18-Jun-2013 22:53, Gary Willoughby пишет:
Below is an example snippet of code to test for performance of regex
matches. I need to parse a large log and extract data from it and i've
noticed a huge increase in time of the loop when reading and using regex.

     ...
     auto alert = regex(r"^Alert ([0-9]+)");

     while ((line = file.readln()) !is null)
     {
         auto m = match(line, alert);

         if (m)
         {
             alerts++;
         }

         counter++;
     }
     ...


Depending on you data size reading more into memory in one go and then use regex with "g" option on it. The difference is that each time you call `match` regex engine has to allocate state for the matcher. This leads to basically doing malloc/free per line.

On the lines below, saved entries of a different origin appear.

PR #1170, opened 2019-05-22
TFW-3672 - added color mapping to nps scores

troyblank:
Screen Shot 2019-05-22 at 1 48 16 PM


components/visualizations/donutGraph.js
```diff
@@ -14,7 +14,7 @@ export default class DonutGraph extends PureComponent {
         id: PropTypes.string.isRequired,
         data: PropTypes.arrayOf(
             PropTypes.object
-        ).isRequired,
```
tVeratti: Thank you :)

PR #718, opened 2025-05-14
fix(streaming): map to more usable netflix and disney links

seferturan:
## 🎶 Notes 🎶

- Better links for netflix and disney.
- Movies go to the movie page, episodes unfortunately take you to the show page (but still an improvement over not opening at all or taking you to the home dashboard).
- For netflix to work, it depends on: https://github.com/trakt/trakt-android/pull/101

### DIFF
--- a/projects/client/src/lib/requests/_internal/mapToDirectLink.ts
+++ b/projects/client/src/lib/requests/_internal/mapToDirectLink.ts
@@ -1,0 +1,24 @@
+import type { WatchNowServiceResponse } from '@trakt/api';
+
+export function mapToDirectLink(response: WatchNowServiceResponse) {
+  const { source, link_direct } = response;
+
+  if (!link_direct) {
+    return;
+  }
+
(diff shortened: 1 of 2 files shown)


projects/client/src/lib/requests/_internal/mapToDirectLink.ts
```diff
@@ -0,0 +1,24 @@
+import type { WatchNowServiceResponse } from '@trakt/api';
+
+export function mapToDirectLink(response: WatchNowServiceResponse) {
```
vladjerca, line 3: I hope we move this mapping serverside @seferturan

vladjerca (approved):

projects/client/src/lib/requests/_internal/mapToDirectLink.ts
seferturan: Yep, once everything is working good enough, this logic can be moved. The links sent from the server should be correct ones 👌

PR #729, opened 2025-05-20
Refactor/summary queries

seferturan:
## 🎶 Notes 🎶

- Extracts meta info queries to the component.
- ~~This is pt1; still wanna do a follow-up for the episode summary page to fetch the show data in parallel.~~
- Parallelizes queries used for summary pages
- Could use some further refactoring to reduce some more duplication.

## 👀 Examples 👀
Before/after:
before_episode

after_episode

Before/after:
before_show

after_show

Before/after:
before_movie

after_movie


seferturan:
Woops, need to update the tests :P Drafted until then

PR #753, opened 2025-06-04
chore / updates dependencies to latest versions

vladjerca:
This PR updates both development and production dependencies to their latest minor and major versions.

This ensures the project benefits from the latest features, bug fixes, and security improvements.

msw@2.9.0 throws, so keep it at 2.7.3 for the time being


seferturan (approved):
Applied some fixups:

- In case of `@sveltejs/kit`, I change the update to 2.21.0 instead of the latest:
  - The latest had this issue (https://github.com/sveltejs/kit/issues/13806). Which is fixed in the newer deno version. But the latest deno version has that `markResourceTiming` issue. Which is fixed, but not yet released. Once that's released, we can upgrade both.
- The tooltip had a new interface, I updated that also.
- There is still a typing issue, I left a fixme in `mapToMediaVideo.ts`. I didn't want to block this PR since it only was a typing issue.

Issue #755, opened 2025-06-04
Watchlist only shows first 500 titles


dzg:
### Code of Conduct

- [x] I have read and agree to the project's [Code of Conduct](https://github.com/trakt/trakt-lite/blob/main/.github/CODE_OF_CONDUCT.md)

### Where did you encounter the bug?

https://app.trakt.tv/users/me/lists/movies?status=all

### Please describe the bug below

Viewing "all" in watchlist movies only shows the first 500 titles. And no pagination to load more.

vladjerca:
@dzg we'll be looking at lazy loading, we know there's a limitation with this ATM.

Will keep this thread updated when we address this 👍

PR #784, opened 2025-06-13
Feat/lazy load

seferturan:
## 🎶 Notes 🎶

- Add support for lazy loading `DrilledMediaList`.
  - If we ever need this for horizontal lists, extracting it and adding horizontal support should be fairly simple.
  - Accounts for resizes also, and will keep loading until the screen is full enough.
  - Shows a small loading indicator when loading new data.
- Added a temporary fix to account for broken `trending` data. Will be removed when server is fixed.

## 👀 Examples 👀

https://github.com/user-attachments/assets/ff496ca1-338f-46a9-ba14-f5b5863749e2

https://github.com/user-attachments/assets/5b796c8e-bb1c-428c-b2c0-c054b6d7e49d


vladjerca (approved):

vladjerca:
Fixes: #755

PR #880, opened 2025-07-24
fix(up-next): dealing with missing episode runtime

seferturan:
## 🎶 Notes 🎶

- Forgot this after the schema changes 😅
- Small fix to the progress tag to not wrap durations

### DIFF
--- a/projects/client/src/lib/sections/lists/components/EpisodeItem.svelte
+++ b/projects/client/src/lib/sections/lists/components/EpisodeItem.svelte
@@ -49,7 +49,7 @@
           <span class="ellipsis">
             {EpisodeIntlProvider.remainingText(props.episode.remaining)}
           </span>
-          <span>
+          <span class="no-wrap">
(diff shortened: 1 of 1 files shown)


projects/client/src/lib/requests/queries/sync/upNextQuery.ts
```diff
@@ -54,7 +54,7 @@ const upNextRequest = (params: UpNextParams) => {
 export function mapUpNextResponse(item: UpNextResponse[0]): UpNextEntry {
   const show = mapToShowEntry(item.show);
   const episode = mapToEpisodeEntry(item.progress.next_episode);
-  episode.runtime ??= show.runtime;
+  episode.runtime = isNaN(episode.runtime) ? show.runtime : episode.runtime;
```
vladjerca, line 57: @seferturan I think we should just default to the show runtime here in the mapper.

vladjerca (changes requested):

PR #891, opened 2025-07-30
Feat/comment reactions

seferturan:
## 🎶 Notes 🎶

- Adds support for opening popup menus in dialogs.
  - Since dialogs live in the top layer, the portal needs to add things to the dialog instead of the body.
- Adds v0 for comment reactions.
  - Design is a mix of what was in figma + some linkedin inspirations.
  - Single reaction allowed.
  - Follow-ups we should do: animated emojis, reaction counts, adding support to the portal to set a popup anchor.
- Removes the comment likes code.

## 👀 Examples 👀

https://github.com/user-attachments/assets/4ffe714a-0a85-4592-83c9-4e6c1c8c9025


projects/client/src/lib/features/portal/_internal/usePopupHelpers.ts
```diff
@@ -47,9 +47,13 @@ export function usePopupHelpers() {
   };
 
   const addHelpers = (target: HTMLElement) => {
+    const openDialog = document.querySelector('dialog[open]');
```
vladjerca: Why not

const target = queySelector... ?? body

PR #893, opened 2025-07-30
feat(i18n): exclude android / ios from all keys and make en.json sso

vladjerca:
Updates the i18n generation process to support platform-specific exclusions defined in the `en.json` file.

- Modifies the generator to augment non-English locale files with platform configuration from `en.json`, allowing for selective inclusion/exclusion of messages based on the target platform.
- Excludes `android` and `ios` platforms from a large number of the default `en.json` keys.
- Enforces that `en.json` is used as the SSO.

This ensures that platform-specific logic is centralized in the `en.json` file, improving maintainability and consistency across locales.


seferturan (approved):
I applied a fixup for the failing generations & tests 👌

michaldrabik (approved):
🥇

PR #897, opened 2025-07-30
feat(list): adds tags to other watchlist based lists

seferturan:
## ♪ Note ♪

- All watchlist based lists are now tagged. For the released/unreleased ones, only a read-only tag for informational purposes.

## 👀 Example 👀
Screenshot 2025-07-30 at 21 33 00


vladjerca:
@seferturan check the `fixup!` 

image

PR #904, opened 2025-07-31
fix(i18n): use episode number label in all card variations

vladjerca:
Consistently applies the episode number formatting across various card components and sections.

- Introduces `episodeNumberLabel` utility function to encapsulate the formatting logic, ensuring consistency and easier maintenance.
- Replaces hardcoded formatting in `EpisodeCard.svelte` and `MediaSummaryCard.svelte` with the new utility.
- Moves `episodeActivityTitle` to the `intl` folder.


projects/client/src/lib/sections/lists/components/MediaSummaryCard.svelte
```diff
@@ -21,13 +22,22 @@
...
+  function footerTag() {
+    if (rest.type === "episode") {
+      return tag;
+    }
+
+    return undefined;
+  }
 </script>
 
+<!--
```
seferturan: Was this here for testing purposes, or can it be removed?

vladjerca: This can be removed. The tag was defined even when empty so moved logic to a method.

LE: Pushed.

PR #905, opened 2025-07-31
Feat/feature flags

seferturan:
## 🎶 Notes 🎶

- Adds support for using feature flags.
  - 1 flag at the moment, for reactions.
  - Adding a feature flag: add an entry to the `FeatureFlag` enum, and use the `RenderForFeature` guard with that flag.
- Reverts the removal of the `like comment` code.
- Places the comment reactions under the feature flag.
  - By default likes are used, reactions are shown when the flag is enabled.
- The button is placed in the footer. Having a fixed position button in the UI quickly got annoying.

## 👀 Examples 👀
Screenshot 2025-07-31 at 15 53 36

Screenshot 2025-07-31 at 15 54 09

https://github.com/user-attachments/assets/0371b81d-913d-4b0b-981f-efa4a06c4efe

### DIFF
--- a/projects/client/src/lib/features/analytics/events/AnalyticsEvent.ts
+++ b/projects/client/src/lib/features/analytics/events/AnalyticsEvent.ts
@@ -25,6 +25,7 @@ export const AnalyticsEvent = {
   Watchlist: buildEventKey(MEDIA_ACTION_PREFIX, 'watchlist'),
   List: buildEventKey(MEDIA_ACTION_PREFIX, 'list'),
   RemoveFromHistory: 'remove-from-history',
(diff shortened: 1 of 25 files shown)


projects/client/src/lib/features/feature-flag/useFeatureFlags.ts
```diff
@@ -0,0 +1,25 @@
...
+      );
+      return updatedFlags;
+    });
+  };
+
+  return {
+    flags: derived(flags, ($flags) => $flags),
+    setFlag,
+  };
+}
```
vladjerca: This should be `useFeatureFlag` not Flag`s` we should request a `specific` feature flag and have that reactive not the entire collection...

vladjerca (changes requested):

PR #910, opened 2025-08-04
Feat/plex from collection

seferturan:
## 🎶 Notes 🎶

- Adds the plex button on summary pages if an item is in the users plex collection.
- Feature flagged for now:
  - Currently placed in the same location as the previous iteration.
  - Not very usable on desktop; the link on desktop only takes you to the plex streaming service page :/

## 👀 Example 👀
Screenshot 2025-08-04 at 09 25 30


projects/client/src/lib/sections/summary/components/media/MediaMetaInfo.svelte
```diff
@@ -59,13 +60,15 @@
       audience="all"
       navigation="default"
     >
+      <PlayOnPlexButton {...target} style="normal" />
```
vladjerca: We should just default to plex if it's in your collection. Replace stream on

seferturan: Done 👌

PR #911, opened 2025-08-04
Feat/webos

seferturan:
## 🎶 Notes 🎶

- v0 for webOS (for webOS 24 and higher).
- Since webOS24 is based on Chromium 108, not every feature we use is available:
  - CSS nesting: added `postcss-nested` to deal with this.
  - Missing JS features: used `core-js` for polyfills (only when device is tv).
  - `color-mix`:  extracted almost all color-mixes, and switched to a fallback if color-mix is not available.
- Also contains some minor fixes of navigation issues I ran into while testing.
- First couple of follow-ups we should tackle afterwards:
  - Deal with alert/prompts (alert works in the simulator but not on the TV. prompts are blocked in both).
  - webOS 22 & 23
  - Release as closed beta (if possible).
  - UI scaling (seems as if it's rendered at 1080p and upscale to 4k).

## 🧪 Testing / Examples 👀
If you want to test it locally:

- Run a local dev environment.
- In the `index.html`, change the href to your localhost dev environment.
- Download and use [the webOS24 simulator](https://webostv.developer.lge.com/develop/tools/simulator-installation)
- In the simulator, choose `File` -> `Launch App`, and choose the `projects/web-os` directory. See below for an example.

https://github.com/user-attachments/assets/fa64ac5a-0834-4408-9f87-694d68a4191b

### DIFF
--- a/README.md
+++ b/README.md
@@ -101,6 +101,18 @@ adb reverse tcp:5173 tcp:5173
 
 **Coming Soon!**
 
+### webOS Development
+
+- Install the developer mode app on your TV, see the
+  [documentation](https://webostv.developer.lge.com/develop/getting-started/developer-mode-app)
+  - Alternatively, use the
+    [simulator app](https://webostv.developer.lge.com/develop/tools/simulator-installation)
+- Install the
+  [webOS CLI](https://webostv.developer.lge.com/develop/tools/cli-installation).
+- Refer to the
+  [CLI dev guide](https://webostv.developer.lge.com/develop/tools/cli-dev-guide)
+  to see how to create an app, launch it on your TV, etc.
+
 ## Build Trakt Web
 
 To build the Trakt Web client, run:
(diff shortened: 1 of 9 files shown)


projects/client/src/lib/features/filters/_internal/constants.ts
```diff
@@ -74,5 +74,5 @@ export const FILTERS = [
 ] as const;
 
 export const DEFAULT_TV_FILTERS = {
-  [FilterKey.Streaming]: 'any_subscriptions',
+  [FilterKey.Streaming]: 'any',
```
vladjerca: Why was this changed? `any` isn't the correct value.

seferturan: Any is the correct value: https://github.com/trakt/trakt-api/pull/551/files

seferturan: Oh, wait, I guess it should be `subscriptions` in this case.

vladjerca (approved):

PR #659, opened 2021-02-17
No vertical lines in a table

mih:
This is a first demo of how it could be done. Essentially given sphinx a dedicated clue via `tabularcolumns` instead of having it guess.

https://www.sphinx-doc.org/en/master/usage/restructuredtext/directives.html#directive-tabularcolumns

It is using the sphinx-specifc `\Y` column width specifier that should work across all table type we need (sphinx is switching type a lot, depending on table content).

### Demo

Before:

image

Now:

image

More general table beautifications are coming, but this kind must be done per each table.


adswa:
oh, wow, that already works wonders!

mih:
Death to vertical lines!

PR #660, opened 2021-02-17
Bettertables

mih:
- de-uglify all tables
- bold table headers
- all tables referenced in-text
- table/figure number per-chapter (like everything else)
- list all boxes, figures, tables in appendix


adswa:
thank you!

PR #662, opened 2021-02-18
New boxtype `importantnote`

mih:
To replace the regular `note` directive, with support for all features
of the other boxtypes.

```rst
.. importantnote:: <title>

   Content....
```

image


adswa:
so much nicer :heart_eyes:

adswa:
I just got around to try it now. It looks nice in the PDF, but in HTML, it is a quite bleak, expandable box that hides its contents rather than making aware of something important: 
Screenshot from 2021-02-19 14-29-46

mih:
OK, there you go! That is the website now, not (just) the PDF ;-)

image

image

adswa:
Yay! :) I'll wait for the tests to finish, but its LGTM from my point of view. Really really beautiful :)

PR #671, opened 2021-02-23
Prevent multiple definition of useless labels

mih:


mih:
I will merge this now, it should have no effect on anything other than warnings.

PR #717, opened 2021-05-20
ENH: Use Zenodo record that resolves to latest version

effigies:
https://zenodo.org/record/3512712 resolves to 0.12.0rc6. Using record ID noted at the bottom here:
datalad_versions

I assumed that you explicitly preferred the Zenodo URL over DOI, so updated the record number without switching to DOI. I'm not sure about dropping the explicit link syntax... RST should render this as a link, but possibly there's a good reason for keeping it as an explicit RST link?

### DIFF
--- a/docs/basics/101-180-FAQ.rst
+++ b/docs/basics/101-180-FAQ.rst
@@ -156,7 +156,7 @@ How can I cite DataLad?
 
 There is no official paper on DataLad (yet). To cite it, please use the latest
 `zenodo <https://zenodo.org>`_ entry found here:
-`https://zenodo.org/record/3512712 <https://zenodo.org/record/3512712>`_.
+https://zenodo.org/record/808846.
 
 .. _dataset_textblock:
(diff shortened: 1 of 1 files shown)


effigies:
Seems to render fine in HTML: https://datalad-handbook--717.org.readthedocs.build/en/717/basics/101-180-FAQ.html?highlight=cite#how-can-i-cite-datalad

Can't see a PDF rendering to check that the URL still renders there...

adswa:
Ha, oh man, I never realized this. Thanks! Hopefully, this FAQ is resolved soon (the JOSS review started! https://github.com/openjournals/joss-reviews/issues/3262)

> Can't see a PDF rendering to check that the URL still renders there...

It is :)

effigies:
Looks like the build needs to be bumped: https://readthedocs.org/projects/datalad-handbook/builds/

adswa:
thx!

PR #718, opened 2021-05-20
ENH: Relative links in sidebar

effigies:
Found some absolute links that made it hard to find the FAQ in the rendering of #717. Feel free to close without discussion if there's a good reason to use absolute links.


adswa (approved):
>  if there's a good reason to use absolute links.

There is not good reason whatsoever - Thank you!

PR #740, opened 2021-07-21
Fix errors in 9.3 back and forth in time

AKSoo:
* git reset: Removes commits _since_ not _until_ COMMIT
* commit range wording


adswa:
Thanks so much for these fixes! :pray:

adswa (approved):

PR #747, opened 2021-08-11
Update 101-115-symlinks.rst

lilikapa:
Identified a typo in line 227: There was a double "about" before hashes ;-)


adswa (approved):
Thanks! :-)

PR #749, opened 2021-08-23
"ultimatively" => "ultimately"

arokem:
I believe this is the correct word here.


adswa (approved):
Thanks for catching this!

Millions of allocations per second are surely out of reach.

I've been long wondering what I can do to speed up such one-off matches as most of tuning had gone into the machine itself, not start/stop paths. What can be done to fix this is adding TLS cache of memory in std.regex, so that it reuses the same memory on each call to match. Partially this was postponed till supposedly soon to come Allocators design but it never did.

Alternatives.

Simplest alternative would be to use some Appender!char object and fill it up with say 100 lines.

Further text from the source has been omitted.